Ich habe dieses Buch wirklich in vielerlei Hinsicht für Überlebende geschrieben, ein Buch, in dem die Heilung auf die betroffene Person ausgerichtet ist und nicht auf den Täter. So oft stehen in den Erzählungen der Täter im Mittelpunkt oder Geschichten über die Suche nach Gerechtigkeit – was auch immer das zum Teufel bedeutet. Und darüber würde es kein Buch geben. Dies sollte ein Buch darüber werden, dass das Erlangen dieser Identität nicht linear verläuft; Es ist sehr kompliziert, und wenn Sie am Ende des Tages das Gefühl haben, dass Ihnen etwas passiert ist, was Ihnen nicht passt und nicht in Ordnung für Sie war, dann können wir es genau so nennen, wie es ist .

Warum war es für Sie wichtig, Savs Geschichte zu erzählen?

Sie ist in einer Gesellschaft, die von ihr verlangt, etwas zu sein, ein „too much“-Mädchen, und das ist sie nicht. Bei ihr prallen all diese Identitäten aufeinander und sie schreit danach, gehört zu werden. Dies ist die Zeit in ihrem Leben, in der sie auf die Person zusteuert, die sie sein möchte. Sie löst sich von den Botschaften, die in ihrer Kindheit hängengeblieben sind, und fragt sich, ob sie sich überhaupt mit den Botschaften identifizieren kann, die ihre neuen coolen, queeren Freunde ihr weismachen wollen. Sie hat eigentlich keine Antworten. Sie ist wirklich dabei, es herauszufinden.

Ich musste einfach ein Buch schreiben, in dem das völlig in Ordnung ist und in dem es nicht um die Antworten geht. Es ging darum, voranzukommen und sich dem zu nähern, was sich wie ein Zuhause anfühlt. Ich glaube, ich musste auch eine Geschichte schreiben, in der es einem Überlebenden gut ging, er geliebt und in Sicherheit war und in der Lage war, seine Unschuld zurückzugewinnen. Das ist so oft das, was uns entrissen wird, also musste ich diese Geschichte für mich selbst schreiben.

Was erhoffen Sie sich von den Lesern?
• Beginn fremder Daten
PR #125, opened 2026-07-08
Decode XML attributes and document the parser contract

lukebakken:
Fixes #101.

`aws_lib_xml:parse/1` only read each element's `name` and `content`, so any data carried in XML attributes was silently dropped, and the mixed-content and repeated-sibling behaviours were undocumented. `maybe_decode_body/2` routes every `*/xml` response through this parser, so a caller consuming a richer response would get incomplete data with no error.

## What changed

- Attributes are decoded into a reserved `'@attributes'` key at the head of an element's value proplist. When an element has attributes AND only text, the text moves under a reserved `'#text'` key so it can sit beside them.
- Elements WITHOUT attributes decode exactly as before (byte-identical output), so the `DescribeVolumes` and STS `AssumeRole` consumers are unchanged.
- Repeated same-named siblings are preserved as repeated proplist keys (already the behaviour); this is now documented as part of the contract.
- The module now documents its full contract, including the scoped mixed-content and whitespace limitations (this is not a general-purpose XML decoder; it targets the AWS response shapes the plugin consumes).

## Testing

- example cases for attributes (text element, element with children, attribute-only) and repeated siblings
- **new end-to-end consumer tests** feeding real `DescribeVolumes` and `AssumeRole` XML through `parse/1` into `parse_volumes_response/1` and `parse_assume_role_response/2` (the latter in a new `aws_iam_tests`; `aws_iam` gains a `-ifdef(TEST)` export block). These previously had no coverage and guard the production shapes against future parser changes.
- **new proper-based round-trip suite** (`prop_aws_lib_xml_SUITE`) over generated element trees. Coverage of a 500-tree sample: 91.8% carry attributes, 40.4% have repeated siblings, avg depth 3.1 / avg 15 nodes. The generator draws element/attribute names and values from small fixed pools (xmerl_scan interns them as atoms, so unbounded names would exhaust the atom table) and bounds tree depth and breadth.

Full eunit and the property suite pass; the property is non-vacuous (it fails against the old attribute-dropping parser).

> Note: while running the full suite I found a pre-existing flaky test on `main` unrelated to this change (`aws_lib_config_tests` "imdsv2 is available" hits real IMDS). Filed separately as #124.

### DIFF
--- a/test/prop_aws_lib_xml_SUITE.erl
+++ b/test/prop_aws_lib_xml_SUITE.erl
@@ -1,0 +1,170 @@
+%% Copyright Amazon.com, Inc. or its affiliates. All Rights Reserved.
+%% SPDX-License-Identifier: Apache-2.0
+%% vim:ft=erlang:
+%% -*- mode: erlang; -*-
+
+%% Property-based tests for aws_lib_xml:parse/1. Complements the example-based
+%% cases in aws_lib_xml_tests. A generated element tree is rendered to an XML
+%% string, parsed back, and checked to round-trip: element names, attributes,
+%% text, nesting, and repeated siblings are all recovered.
+%%
+%% The generator produces the well-formed subset the parser targets (see the
+%% aws_lib_xml module doc): each element has EITHER text OR child elements, never
+%% mixed content, and names/values avoid whitespace and XML metacharacters so no
+%% escaping or whitespace-stripping is exercised. Those are the parser's
+%% documented lossy behaviors and are covered by example tests, not here.
+-module(prop_aws_lib_xml_SUITE).
+
+-compile(nowarn_export_all).
+-compile(export_all).
+
+-include_lib("proper/include/proper.hrl").
+-include_lib("common_test/include/ct.hrl").
+
+%% 200 iterations is ample: names, values, and attribute names are drawn from
+%% small fixed pools (see name/0, value/0), so the input space this explores is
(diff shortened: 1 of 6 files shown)


test/prop_aws_lib_xml_SUITE.erl
```diff
@@ -0,0 +1,170 @@
...
+        "Foo",
+        "Bar",
+        "region",
+        "id",
+        "status",
+        "value"
+    ]).
+
+%% A non-empty value drawn from a small FIXED pool. Like element names,
+%% xmerl_scan interns attribute values as atoms, so unbounded distinct values
```
the-mikedavis: I think that xmerl_scan makes atoms for names but not values:

```erlang
{ok, _} = application:ensure_all_started(xmerl),
{Element, _} = xmerl_scan:string("<x a=\"myvalue\"/>"),
io:format("~p~n", [Element]).
```

```erlang
{xmlElement,x,x,[],
            {xmlNamespace,[],[]},
            [],1,
            [{xmlAttribute,a,[],[],[],[{x,1}],1,[],"myvalue",false}],
            [],[],"/path/to/source",undeclared}
```

the-mikedavis (approved):
Super minor doc thing but otherwise lgtm

sdewhitt (approved):

the-mikedavis (approved):

Issue #1023, opened 2017-04-07
Unnecessary assignment of _db in evaluators


mvandeberg:
In [evaluator.hpp:36-39](https://github.com/steemit/steem/blob/master/libraries/chain/include/steemit/chain/evaluator.hpp#L36-#L39) the evaluator has `_db` defined as protected and `db()` returns `_db`.

All evaluators have a line `database& _db = db();` which needlessly redefines `_db` in the local scope. This line can be removed.

If keeping `_db` safe is important then `evaluator::_db` should be made private and `evaluator::db()` inlined.

theoreticalbts:
I don't like having the `db()` accessor, we should just have it access the member variable.

PR #1058, opened 2017-04-19
Unnecessary assignment of _db in evaluators

mvandeberg:
PR for #1023

### DIFF
--- a/libraries/chain/steem_evaluator.cpp
+++ b/libraries/chain/steem_evaluator.cpp
@@ -63,7 +63,6 @@ struct strcmp_equal
 
 void witness_update_evaluator::do_apply( const witness_update_operation& o )
 {
-   database& _db = db();
    _db.get_account( o.owner ); // verify owner exists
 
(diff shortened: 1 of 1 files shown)


theoreticalbts:
I think at some point very early in Graphene history, `_db` was `private` and only accessible by `db()` getter.  Of course then you have `db()` all over the place (and that may still the case in some evaluators), so it's more convenient to pull it out with one call and use it everywhere else.

I personally don't like getters / setters or `private` / `protected`.  Basically their purpose is to use the compiler to enforce a design principle (avoiding tight coupling / breaking modularity).  The thing about design principles though is that they're qualified -- sometimes it makes sense to access to something that's private, in which case the compiler-enforced rules simply get in your way.

I like the Python approach -- everything is public, but things that implementation details start with an underscore.  If you use something with an underscore, you can, but you should understand that you're creating a tight coupling to something that the other side considers a candidate for future breaking changes.

Issue #187, opened 2016-07-20
steemd: get_block does not return transaction_ids


roadscape:
`get_block` in cli_wallet returns transaction_ids array, but calling it on the node itself seems to not -- ideally it would return this data!

xallavon:
+1 here.
IMHO, `transaction_id` should come inside transaction object, not as distinct list. And it should be provided by the node api as well as wallet.

theoreticalbts:
In theory, the txid is redundant information, since it can be computed from the tx content by serializing and hashing the transaction.

In practice, transaction serialization is very much non-trivial, and a moving target, if you're not writing C++ code with FC and Steem headers.

sneak:
It would be nice if get_block also returned the block hash, too.  It returns the previous, but not the one being got.

sneak:
@theoreticalbts could you take a peek at this and see if it's a ton of effort to add?  I imagine it's a very quick change.

abitmore:
The CLI command `get_block` does return trx ids. But the database API doesn't.

sneak:
The database API is what I'm using.  I hope to avoid using cli_wallet until the end of my days.

roadscape:
> It would be nice if get_block also returned the block hash, too. It returns the previous, but not the one being got.

👍

mvandeberg:
We can add the derived data with an api object wrapper class.

Need to be sure that the tx IDs and block hashes are not derived again in the CLI wallet once they are being returned in the node API. The API objects should be made the match what the current output of the CLI wallet is.

PR #1062, opened 2017-04-20
steemd: get_block does not return transaction_ids

mvandeberg:
PR for #187


theoreticalbts:
`signed_block_api_obj` constructor parameter should be passed by reference, not value.

Other than that, looks good.

Issue #931, opened 2017-03-10
impacted.cpp Not Complete


mvandeberg:
Not all impacted accounts are actually returned. Ideally, this would not have been the case in past releases. Some services rely on the numbering we give to operations in history and adding operations retroactively mutates the numbering.

Opening this up for discussion. Should impacted.cpp be correct, or should existing operations be immutable to maintain backwards compatibility with existing services?

theoreticalbts:
Related: #929

sneak:
I think changing the order/returning more data should be fine. Clients shouldn't be depending on the order anyway.

xeroc:
I can remember that when there was a bug in BitShares that made invalid proposals appear in the operations history, we had turned some exchanges mad when we change the operations id.
I would request that you contact exchanges and businesses and ensure that they at least know about the change if you decided to do so.

mvandeberg:
#1019

mvandeberg:
We have added virtual ops retroactively in the past. That changes IDs as well. Not sure if we contacted exchanges, but I never heard complaints. We should contact them nonetheless.

PR #1065, opened 2017-04-20
impacted.cpp Not Complete

mvandeberg:
PR for #931


theoreticalbts:
We discussed this in #931 so it looks reasonable.

Issue #1102, opened 2017-05-11
Restore Tag Length to 32 characters


mvandeberg:
In 0.18.3 the tag length was shortened to 16 characters and needs to be expanded to 32 characters to support the length that Condenser limits to.

PR #1104, opened 2017-05-11
Restore Tag Length to 32 characters

mvandeberg:
PR for #1102


theoreticalbts:
`endian_reverse()` should be in `namespace fc` not `namespace std`.  Putting it in `std` is actually [undefined behavior](http://en.cppreference.com/w/cpp/language/extending_std).

However, according to [the docs](http://www.boost.org/doc/libs/1_63_0/libs/endian/doc/conversion.html), `endian_reverse<T>()` must be "a non-member function in the same namespace as T that can be found by argument dependent lookup (ADL)."

This means we cannot retrofit `std::pair` to be EndianReversible / EndianReversibleInplace.  We must make our own endian-reversible pair type, `fc::erpair` type in namespace `fc`.

I added some commits to do this.

Issue #1103, opened 2017-05-11
Check Chainbase Indices on Debug Only


mvandeberg:
Checking if an index exists on every access is slowing down steemd response times for API calls. We should only force check for index existence in debug and not in release.

theoreticalbts:
This is not a change we should make.  I really don't want to remove any defensive programming checks from steemd without a good reason.  Substantial performance improvement *may* be a good reason.

My intuition is that the performance gain from this patch will be less than 0.1%, and may be so small that even measuring it is not practical.  I would find it very surprising if this patch adds a substantial performance improvement.

I will reconsider letting this patch into `master` if we can get some numbers to show that my intuition is wrong, and measure a performance improvement of, say, 5% or more.

- If we have benchmarking to show this change gives a substantial improvement, then the question becomes a tradeoff of less safety checks versus more performance.  Maybe this is a worthwhile tradeoff, maybe not.
- If we can't show this change gives a substantial improvement, then it's a tradeoff of less safety checks for no gain.  Not a worthwhile tradeoff.

PR #1105, opened 2017-05-11
Check Chainbase Indices on Debug Only

mvandeberg:
PR for #1103


theoreticalbts:
Not approved.  See discussion in #1103.

Issue #971, opened 2017-03-23
0.17.0: cancelling delegated SP sometimes will fail.


abitmore:
[Code](https://github.com/steemit/steem/blob/v0.17.0/libraries/chain/steem_evaluator.cpp#L2312-L2313):
```
      FC_ASSERT( delta >= min_update, "Steem Power increase is not enough of a different. min_update: ${min}", ("min", min_update) );
      FC_ASSERT( op.vesting_shares >= min_delegation || op.vesting_shares.amount == 0, "Delegation must be removed or leave minimum delegation amount of ${v}", ("v", min_delegation) );
```

There are edge cases that `op.vesting_shares == 0` is true but `delta` be less than `min_update`, for example when account registration fee is increased. So in #925 I suggested `op.vesting_shares == 0` OR other checks.

Also mentioned [here](https://github.com/steemit/steem/pull/928#pullrequestreview-27201353).

theoreticalbts:
Good catch.  This is more of an inconvenience than a serious issue.

Postponing a fix until the next major release, because the fix will change consensus.  Fix should be:

```
if (has_hf_18)
{
   FC_ASSERT(  (op.vesting_shares.amount == 0) || ((delta >= min_update) && (op.vesting_shares >= min_delegation) );
}
else { /* old checks */ }
```

We can't softfork the new check in with `is_producing()`, because it relaxes the old check (we can only softfork in checks that tighten, not relax, the acceptable conditions).

PR #1110, opened 2017-05-16
0.17.0: cancelling delegated SP sometimes will fail.

mvandeberg:
PR for #971


theoreticalbts:
Actually, can we add a TODO comment here to remove the old version once the HF date passes?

Alt genug?

In dem Buch gibt es eine Zeile, die besagt, dass man niemals der Person verpflichtet ist, die man gestern war. Ich hoffe, sie kommen damit durch. Ich hoffe, dass ihnen klar wird, dass sie es verdienen, in einer Gemeinschaft zu sein, die sie trägt und fördert und in der sie Fehler machen und mit der sie wachsen können. Ich hoffe, dass die Überlebenden diese Geschichte mit dem Gefühl verlassen, wirklich gesehen, geschätzt und geglaubt zu werden. Ich wünsche mir so sehr, dass jeder einzelne Überlebende dieses Buch schließt und sich sagen kann: „Ich glaube an mich“ – und weiß, dass ich ihnen auch glaube.

Dieses Interview wurde aus Gründen der Klarheit bearbeitet und gekürzt.